In his latest analysis, George Tharenou further pointed out, "Governor Block's tone at the press conference was hawkish enough, suggesting that staff may recommend a rate hike at the May meeting." He added that upside risks to interest rates could push the cash rate to 4.60%, while downside risks are keeping it at 4.10%; to sufficiently slow GDP growth and raise the unemployment rate, interest rates need to remain "higher and longer." This forward-looking adjustment far exceeded initial market expectations, highlighting that uncertainty surrounding the policy path is rapidly narrowing.

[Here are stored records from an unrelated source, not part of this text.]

PR #91, opened 2015-07-24
CTA Fix: ford-127

BC-Mikey:


BC-Mikey:
Echoing my comments from JIRA 127

It appears that this is being caused by this line which hides the CTA Container everytime on modal load/video load:

https://github.com/BrightcovePS/FordPlayer/blob/dev/lib/bcgs_ford_modal.js#L218

I'm not exactly sure what the purpose of this conditional is. The comment specifies that it is to "show/hide" the 'bcc-has-ctas' class when the amount of visible CTAs is greater than 0 but the code only removes a class. Since this only gets called on load, this is basically saying "If no CTAs are visible (i.e., the details pane is defaulted to hidden), then we do not have CTAs"

I am going to remove this conditional.

Likewise, a similar CTA issue I also found which is very easy to fix and not worth creating another ticket is here:

https://github.com/BrightcovePS/FordPlayer/blob/dev/lib/bcgs_ford_modal.js#L213

This line is, again, only counting the amount visible upon modal load/video load. So, if this line is hit when the Details Pane is collapsed then we get more CTAs than specified in CTA_MAX.

lib/bcgs_ford_modal.js
```diff
@@ -210,14 +210,8 @@ TODO: remove instrinsic ratio implementation from index.html and it to the plugi
                 }(ctaConfig[i]));
                 
                 // Exits loop if the number of added CTAs is greater to the max allowed.
-                if ($ctaContainer.children().filter(":visible").length >= CTA_MAX) break;               
+                if ($ctaContainer.children().length >= CTA_MAX) break;
```
tyard: I don't think this is right for the requirements. CTAs can be added past the max allowed. The CSS controls which are visible -- sometimes there are some that are visible on larger screen sizes and some are only visible on smaller screen sizes. That's why this was set up to look at the amount visible as opposed to the number of children.

This might have broken when it changed to slideToggle() -- I found the disclaimer broke for a similar reason. visible was always returning false then, no matter what. So in that case I had to wait until the drawer was open before checking for visibility.

Long and short of it is that I don't think this change can happen as is, but I don't think the way it was set up before will work either as it was set up, especially now with slideToggle() being used.

BC-Mikey: I'm not sure I understand the purpose of CTA_MAX. From the code today it seems like CTA_MAX is there to prevent the details panel from showing more than what's configured. (In this case, CTA_MAX == 2) Whether they're visible or not, the plugin will only ever display up to 2 CTAs in based on this configuration. I didn't touch how this worked.

The issue I'm fixing here is that with using .filter("visible") here is that when a page loads with defaultDetailsExpanded == false, then filter("visible") does not equal true and the jQuery selector returns as 0 because none are visible. As a result, the next block is not run and the CSS class which should display the CTAs is never added:

```
if (!$ctaContainer.children().filter(":visible").length > 0) {
                $ctaContainer.removeClass("bcc-has-ctas");
}
```
If we want to keep the "visible" filter then it would make sense to run this code again when the details are toggled. As of now it only ever runs on MODEL_CHANGE, so when the details pane is hidden that first time, the first video is always recognized as not having any CTAs.

tyard: I think this needs to be reworked, yes. :visible used to work before the slideToggle() change. Now it returns false unless the drawer is opened (that's not how it used to work).

Desired end result: 

1) Only 2 CTAs should ever be visible at any time.
2) Which CTAs are visible depends on the device.

It is likely that the determination of CTA visibility can no longer be done via CSS, as was done originally, and it all needs to move to JS.

BC-Mikey: Ah, the slideToggle() function does add inline display styles to the .bcc-detail-bottom DIV, so that's probably why visible stopped working.

BC-Mikey: Opened revision #92 against this PR.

In-depth analysis reveals that this week's 5-4 divisive vote itself sent a strong signal: a majority of members were concerned about the risk of rising inflation, while a minority were more focused on the pressure of slowing economic growth. Coupled with Bullock's hawkish remarks, the market quickly priced in a significantly increased probability of a May rate hike. This would not only push up the Australian dollar's short-term exchange rate but could also dampen housing loan demand and slow consumer spending, while simultaneously helping to anchor inflation expectations and prevent a price spiral. It is reasonable to speculate that if similar divisions continue at the May meeting, the Reserve Bank of Australia may implement two tightening measures totaling 50 basis points this year, cumulatively pushing interest rates to higher levels, which would also have spillover effects on global commodity pricing and Asia-Pacific trading partners.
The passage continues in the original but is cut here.